Appendix B Baselines
For the supervised setup, we compare our proposed model to the follow baselines:
(1) ResidualLSTM: Prakash et al. (2016b)
deepened the LSTM network by stacking multiple layers with residual connection. This deepSeq2Seq model is trained on labeled paraphrase datasets.
(2) VAE-SVG-eq: Gupta et al. (2018) combined VAEs with LSTMs to generate paraphrases in a Seq2Seq generative style.
(3) Pointer: See et al. (2017) augmented the standard Seq2Seq model by using a pointer, i.e., the copy mechanism. Word in the input sentence can be directly copied as the current decoded word.

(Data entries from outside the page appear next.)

PR #650, opened 2024-09-01
PHPCS linter fix

indahazzard:
I had problem with parsing messages, because output contains additional text, so I updated parser to pick only JSON part.

### DIFF
--- a/lua/lint/linters/phpcs.lua
+++ b/lua/lint/linters/phpcs.lua
@@ -22,26 +22,41 @@ return {
       return {}
     end
 
-    if not vim.startswith(output,'{') then
-      vim.notify(output)
+    local json_start = output:find("{")
+    local json_end = output:find("}%s")
+
+    if not json_start or not json_end then
+      vim.notify("No complete JSON found in output")
       return {}
     end
 
-    local decoded = vim.json.decode(output)
-    local diagnostics = {}
-    local messages = decoded['files']['STDIN']['messages']
+    local json_part = output:sub(json_start, json_end)
 
-    for _, msg in ipairs(messages or {}) do
-      table.insert(diagnostics, {
-        lnum = msg.line - 1,
-        end_lnum = msg.line - 1,
-        col = msg.column - 1,
-        end_col = msg.column - 1,
-        message = msg.message,
-        code = msg.source,
-        source = bin,
-        severity = assert(severities[msg.type], 'missing mapping for severity ' .. msg.type),
-      })
+    local success, decoded = pcall(vim.json.decode, json_part)
+    if not success then
+      vim.notify("Failed to decode JSON")
+      return {}
+    end
+
+    local diagnostics = {}
+
+    for file_path, file_data in pairs(decoded['files']) do
+      local messages = file_data['messages']
+
+      for _, msg in ipairs(messages or {}) do
+        print(msg.type)
+        table.insert(diagnostics, {
+          lnum = msg.line - 1,
+          end_lnum = msg.line - 1,
+          col = msg.column - 1,
+          end_col = msg.column - 1,
+          message = msg.message,
+          code = msg.source,
+          source = bin,
+          severity = assert(severities[msg.type],
+            'missing mapping for severity ' .. msg.type),
+        })
+      end
     end
 
     return diagnostics


mfussenegger (commented):
Can you elaborate and what kind of errors you got?

I'd expect a linter to only output JSON if the output is set to `JSON`, not some other errors. This might need to be reported upstream instead to get the linter fixed.

Software like nvim-lint should be able to use a regular json parser. Not custom logic to find json in some undefined output.

indahazzard:
Sure.
Here is output 
```
Registering sniffs in the PHP_CodeSniffer standard... DONE (105 sniffs registered)
Creating file list... DONE (0 files in queue)
{"totals":{"errors":0,"warnings":0,"fixable":0},"files":{}}
Time: 399ms; Memory: 8MB
```
Here is command I use to run it:
```
phpcs --standard=phpcs.xml -v --report=json
```

So I use `--standard` to define path to my file with standards
`-v` to get output
`--report=json` to get output in json format

Here is config I've tried to use to make it work:
```lua
return {
	"mfussenegger/nvim-lint",
	event = {
		"BufReadPre",
		"BufNewFile",
	},
	config = function()
		local lint = require("lint")


		lint.linters.phpmd.args = {
			'-',
			'json',
			vim.loop.cwd() .. '/phpmd.xml'
		}

		lint.linters.phpcs.args = {
			"-",
			"--standard=" .. vim.loop.cwd() .. "/phpcs.xml",
			"--report=json",
            "-q",
		}

		lint.linters_by_ft = {
			php = { "phpmd", "phpcs" }
		}

		local lint_augroup = vim.api.nvim_create_augroup("lint", { clear = true })

		vim.api.nvim_create_autocmd({ "BufEnter", "BufWritePost", "InsertLeave" }, {
			group = lint_augroup,
			callback = function()
				lint.try_lint()
			end
		})
	end

}
```

indahazzard:
Here is config I have now to make phpcs work:
```lua
return {
	"mfussenegger/nvim-lint",
	event = {
		"BufReadPre",
		"BufNewFile",
	},
	config = function()
		local lint = require("lint")


		lint.linters.phpmd.args = {
			'-',
			'json',
			vim.loop.cwd() .. '/phpmd.xml'
		}

		lint.linters.phpcs.args = {
			"-",
			"--standard=" .. vim.loop.cwd() .. "/phpcs.xml",
			"--report=json",
			"-v"
		}
		local severities = {
			['ERROR'] = vim.diagnostic.severity.ERROR,
			['WARNING'] = vim.diagnostic.severity.WARN,
			['INFORMATION'] = vim.diagnostic.severity.INFO,
			['HINT'] = vim.diagnostic.severity.HINT,
		}
		local bin = 'phpcs'
		lint.linters.phpcs.parser = function(output, _)
			if vim.trim(output) == '' or output == nil then
				return {}
			end

			local json_start = output:find("{")
			local json_end = output:find("}%s")

			if not json_start or not json_end then
				vim.notify("No complete JSON found in output")
				return {}
			end

			local json_part = output:sub(json_start, json_end)

			local success, decoded = pcall(vim.json.decode, json_part)
			if not success then
				vim.notify("Failed to decode JSON")
				return {}
			end

			local diagnostics = {}

			for file_path, file_data in pairs(decoded['files']) do
				local messages = file_data['messages']

				for _, msg in ipairs(messages or {}) do
					table.insert(diagnostics, {
						lnum = msg.line - 1,
						end_lnum = msg.line - 1,
						col = msg.column - 1,
						end_col = msg.column - 1,
						message = msg.message,
						code = msg.source,
						source = bin,
						severity = assert(severities[msg.type],
							'missing mapping for severity ' .. msg.type),
					})
				end
			end

			return diagnostics
		end

		lint.linters_by_ft = {
			php = { "phpmd", "phpcs" }
		}

		local lint_augroup = vim.api.nvim_create_augroup("lint", { clear = true })

		vim.api.nvim_create_autocmd({ "BufEnter", "BufWritePost", "InsertLeave" }, {
			group = lint_augroup,
			callback = function()
				lint.try_lint()
			end
		})
	end

}
```

indahazzard:
I think I will try to dive into the phpcs code. Maybe I am missing something because the '-q' option doesn't work for me, and I am not getting the JSON output, just some information about how long the command took to run and how much memory was used.

mfussenegger:
I assume the `-v` in `lint.linters.phpcs.args = { "-", "--standard=" .. vim.loop.cwd() .. "/phpcs.xml", "--report=json", "-v" }` implies verbose?
So maybe that's why you get extra output.


You can also check if the linter really outputs the extra info on the same stdio fd.
Tools often use stderr to show extra diagnostics while having the parseable output on stdout.

You can test that running something like `mycmd 2> /dev/null`

indahazzard:
Yes, `-v` stays for verbose. I've added `-v` because without it I have only Time and Memory as output.

indahazzard:
I closed because somehow my phpcs ignores '--report=json', so this is the reason why I don't see errors.
Sorry for bothering and thank you for you time.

(4) Transformer: Vaswani et al. (2017) proposed the Transformer architecture which is based on the self-attention mechanism.
(5) DNPG: Li et al. (2019) proposed a Transformer-based model that learns and generates paraphrases at different levels of granularity, i.e., from the lexical to phrasal and then to sentential levels.
For the unsupervised setup, we use the following models for comparison:
(1) VAE: Bowman et al. (2016) proposed variational auto-encoders (VAEs) to generate sentences from a continuous space. By minimizing the reconstruction loss between the input sentence and the output sentence, VAEs are able to sample paraphrases from the continuous space.
(2) Lag VAE: To overcome the posterior collapse issue of VAEs, He et al. (2019) proposed to aggressively optimize the inference network by performing multiple updates before reverting back to basic VAE training.
(3) CGMH: Miao et al. (2019) used Metropolis–Hastings sampling to generate paraphrases, where a word can be deleted, replaced or inserted into the current sentence based on the sampling distribution.
(4) UPSA: Liu et al. (2019a) proposed to use simulated annealing to optimize the paraphrase generation model. The training objective is composed of three parts: semantic similarity, expression diversity and language fluency.